§ **Task details**
For the string "existing", state the number of lines in the data that contain it, and nothing else.

§ **Data to examine**
Segment Open

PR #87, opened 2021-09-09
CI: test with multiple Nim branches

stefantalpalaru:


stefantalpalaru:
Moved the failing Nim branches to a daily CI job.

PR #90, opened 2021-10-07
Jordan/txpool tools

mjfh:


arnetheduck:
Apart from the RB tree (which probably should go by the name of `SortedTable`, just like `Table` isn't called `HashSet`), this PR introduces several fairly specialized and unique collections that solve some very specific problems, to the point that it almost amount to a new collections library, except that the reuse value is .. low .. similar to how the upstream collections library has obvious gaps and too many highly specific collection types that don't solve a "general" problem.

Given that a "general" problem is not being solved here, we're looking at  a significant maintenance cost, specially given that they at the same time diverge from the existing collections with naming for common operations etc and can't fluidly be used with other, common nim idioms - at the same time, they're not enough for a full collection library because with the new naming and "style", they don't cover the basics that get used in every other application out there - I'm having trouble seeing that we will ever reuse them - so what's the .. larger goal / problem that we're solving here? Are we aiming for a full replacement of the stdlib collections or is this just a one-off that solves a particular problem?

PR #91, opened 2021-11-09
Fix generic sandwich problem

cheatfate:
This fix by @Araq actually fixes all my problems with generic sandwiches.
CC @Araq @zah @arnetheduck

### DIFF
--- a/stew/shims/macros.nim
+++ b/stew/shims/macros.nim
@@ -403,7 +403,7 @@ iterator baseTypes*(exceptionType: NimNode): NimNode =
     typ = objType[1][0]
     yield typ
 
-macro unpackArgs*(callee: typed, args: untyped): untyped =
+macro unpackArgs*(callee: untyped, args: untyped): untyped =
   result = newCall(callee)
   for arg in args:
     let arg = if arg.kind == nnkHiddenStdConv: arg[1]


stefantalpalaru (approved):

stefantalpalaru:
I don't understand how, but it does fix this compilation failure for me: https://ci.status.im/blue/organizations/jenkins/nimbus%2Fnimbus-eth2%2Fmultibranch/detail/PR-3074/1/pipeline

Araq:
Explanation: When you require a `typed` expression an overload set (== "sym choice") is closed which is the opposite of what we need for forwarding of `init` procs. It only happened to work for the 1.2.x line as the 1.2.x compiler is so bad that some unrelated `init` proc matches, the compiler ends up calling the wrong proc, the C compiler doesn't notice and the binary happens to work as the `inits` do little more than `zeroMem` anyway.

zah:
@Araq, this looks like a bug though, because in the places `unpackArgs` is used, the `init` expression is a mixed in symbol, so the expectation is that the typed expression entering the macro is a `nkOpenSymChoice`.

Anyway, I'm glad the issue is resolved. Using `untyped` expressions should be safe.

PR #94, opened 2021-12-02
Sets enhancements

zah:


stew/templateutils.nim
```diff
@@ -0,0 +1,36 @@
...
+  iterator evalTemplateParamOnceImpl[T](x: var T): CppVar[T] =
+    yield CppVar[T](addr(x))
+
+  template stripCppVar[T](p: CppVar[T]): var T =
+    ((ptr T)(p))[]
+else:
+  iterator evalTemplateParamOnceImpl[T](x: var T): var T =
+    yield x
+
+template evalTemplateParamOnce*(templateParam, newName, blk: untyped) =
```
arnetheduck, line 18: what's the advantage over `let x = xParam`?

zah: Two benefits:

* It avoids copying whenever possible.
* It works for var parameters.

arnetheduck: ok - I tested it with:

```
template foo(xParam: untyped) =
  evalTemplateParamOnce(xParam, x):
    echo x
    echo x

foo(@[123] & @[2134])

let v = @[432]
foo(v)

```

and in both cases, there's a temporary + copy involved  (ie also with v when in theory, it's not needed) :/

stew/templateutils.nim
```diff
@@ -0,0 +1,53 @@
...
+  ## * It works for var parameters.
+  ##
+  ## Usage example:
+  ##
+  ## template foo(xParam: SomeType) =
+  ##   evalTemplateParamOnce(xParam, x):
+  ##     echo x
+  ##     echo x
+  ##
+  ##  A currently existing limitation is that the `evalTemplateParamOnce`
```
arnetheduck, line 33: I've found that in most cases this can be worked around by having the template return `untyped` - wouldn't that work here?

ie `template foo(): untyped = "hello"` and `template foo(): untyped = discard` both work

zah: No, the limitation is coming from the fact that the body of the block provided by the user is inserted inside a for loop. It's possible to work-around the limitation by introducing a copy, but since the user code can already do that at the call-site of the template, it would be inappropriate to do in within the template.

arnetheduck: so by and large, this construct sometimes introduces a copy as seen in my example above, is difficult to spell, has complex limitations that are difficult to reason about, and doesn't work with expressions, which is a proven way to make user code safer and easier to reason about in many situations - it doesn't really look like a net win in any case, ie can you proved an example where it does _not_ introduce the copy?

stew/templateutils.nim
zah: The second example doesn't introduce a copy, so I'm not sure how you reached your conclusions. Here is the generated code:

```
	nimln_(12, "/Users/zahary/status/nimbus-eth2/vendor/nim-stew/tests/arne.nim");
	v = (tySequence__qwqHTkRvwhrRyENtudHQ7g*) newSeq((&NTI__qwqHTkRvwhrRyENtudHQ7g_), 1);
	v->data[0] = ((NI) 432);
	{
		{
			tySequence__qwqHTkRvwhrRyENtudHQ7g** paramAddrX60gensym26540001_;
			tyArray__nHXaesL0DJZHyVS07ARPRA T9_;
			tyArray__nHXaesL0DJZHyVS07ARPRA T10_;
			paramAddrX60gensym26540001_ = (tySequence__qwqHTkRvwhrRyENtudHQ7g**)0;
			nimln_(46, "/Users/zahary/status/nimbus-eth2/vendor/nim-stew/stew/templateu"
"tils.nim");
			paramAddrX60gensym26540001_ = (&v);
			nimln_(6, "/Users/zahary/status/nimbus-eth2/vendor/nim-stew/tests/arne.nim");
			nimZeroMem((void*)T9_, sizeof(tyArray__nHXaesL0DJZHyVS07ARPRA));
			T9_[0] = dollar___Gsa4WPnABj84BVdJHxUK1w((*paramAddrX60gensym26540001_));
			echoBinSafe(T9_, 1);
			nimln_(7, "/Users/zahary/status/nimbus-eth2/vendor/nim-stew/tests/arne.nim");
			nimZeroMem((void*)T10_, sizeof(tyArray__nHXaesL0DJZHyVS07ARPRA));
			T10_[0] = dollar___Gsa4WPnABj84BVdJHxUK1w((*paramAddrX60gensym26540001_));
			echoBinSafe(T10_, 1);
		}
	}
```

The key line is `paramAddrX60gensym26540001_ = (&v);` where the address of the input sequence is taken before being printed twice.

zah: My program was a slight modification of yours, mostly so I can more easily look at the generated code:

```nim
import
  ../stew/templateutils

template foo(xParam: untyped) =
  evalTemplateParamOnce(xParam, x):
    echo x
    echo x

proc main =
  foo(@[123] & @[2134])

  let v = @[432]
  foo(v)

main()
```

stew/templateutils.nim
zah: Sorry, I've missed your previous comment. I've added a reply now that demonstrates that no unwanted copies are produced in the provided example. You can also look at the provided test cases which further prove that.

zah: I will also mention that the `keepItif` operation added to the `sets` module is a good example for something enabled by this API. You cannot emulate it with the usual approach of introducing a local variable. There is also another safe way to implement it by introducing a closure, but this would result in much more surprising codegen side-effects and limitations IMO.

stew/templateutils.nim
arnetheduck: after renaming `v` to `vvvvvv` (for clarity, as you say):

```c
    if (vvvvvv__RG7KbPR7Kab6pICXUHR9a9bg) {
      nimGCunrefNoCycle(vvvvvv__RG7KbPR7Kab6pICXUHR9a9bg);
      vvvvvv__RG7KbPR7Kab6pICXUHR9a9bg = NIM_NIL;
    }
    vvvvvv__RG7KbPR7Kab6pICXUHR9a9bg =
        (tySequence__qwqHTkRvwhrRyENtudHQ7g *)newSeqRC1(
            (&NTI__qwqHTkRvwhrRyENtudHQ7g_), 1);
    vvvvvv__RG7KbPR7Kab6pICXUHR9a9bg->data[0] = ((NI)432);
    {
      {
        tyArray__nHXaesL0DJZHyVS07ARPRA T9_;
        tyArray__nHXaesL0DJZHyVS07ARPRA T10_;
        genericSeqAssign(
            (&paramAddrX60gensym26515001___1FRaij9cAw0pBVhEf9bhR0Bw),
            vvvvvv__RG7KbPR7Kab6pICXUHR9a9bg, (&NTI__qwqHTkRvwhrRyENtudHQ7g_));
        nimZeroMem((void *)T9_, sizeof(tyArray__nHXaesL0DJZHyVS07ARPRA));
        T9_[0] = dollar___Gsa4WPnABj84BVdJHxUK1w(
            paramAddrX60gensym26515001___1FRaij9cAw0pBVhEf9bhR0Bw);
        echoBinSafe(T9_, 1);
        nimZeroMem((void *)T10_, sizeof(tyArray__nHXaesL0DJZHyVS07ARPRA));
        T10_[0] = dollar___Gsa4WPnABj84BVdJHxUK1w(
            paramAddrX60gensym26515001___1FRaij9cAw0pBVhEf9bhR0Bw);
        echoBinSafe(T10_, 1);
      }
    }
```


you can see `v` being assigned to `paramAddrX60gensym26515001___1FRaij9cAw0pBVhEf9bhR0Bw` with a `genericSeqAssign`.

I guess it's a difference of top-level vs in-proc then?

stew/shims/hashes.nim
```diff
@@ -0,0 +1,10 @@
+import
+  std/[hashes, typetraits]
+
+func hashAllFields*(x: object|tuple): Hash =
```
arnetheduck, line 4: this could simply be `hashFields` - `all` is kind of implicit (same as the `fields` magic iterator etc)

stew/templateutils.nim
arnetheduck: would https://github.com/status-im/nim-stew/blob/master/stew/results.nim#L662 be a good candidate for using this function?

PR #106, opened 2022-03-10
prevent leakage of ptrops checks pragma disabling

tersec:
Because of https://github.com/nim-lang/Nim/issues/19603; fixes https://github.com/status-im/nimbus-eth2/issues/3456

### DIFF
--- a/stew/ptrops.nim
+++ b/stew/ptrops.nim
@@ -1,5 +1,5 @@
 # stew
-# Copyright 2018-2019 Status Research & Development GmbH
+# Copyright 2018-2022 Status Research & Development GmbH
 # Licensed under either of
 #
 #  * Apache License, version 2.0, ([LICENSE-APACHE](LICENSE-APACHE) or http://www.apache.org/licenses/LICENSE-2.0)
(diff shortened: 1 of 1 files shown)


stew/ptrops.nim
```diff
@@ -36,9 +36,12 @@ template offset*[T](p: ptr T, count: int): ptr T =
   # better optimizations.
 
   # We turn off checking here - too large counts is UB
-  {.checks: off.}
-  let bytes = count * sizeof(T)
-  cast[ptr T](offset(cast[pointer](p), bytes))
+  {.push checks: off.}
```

Segment Closed

§ **Answer section**
2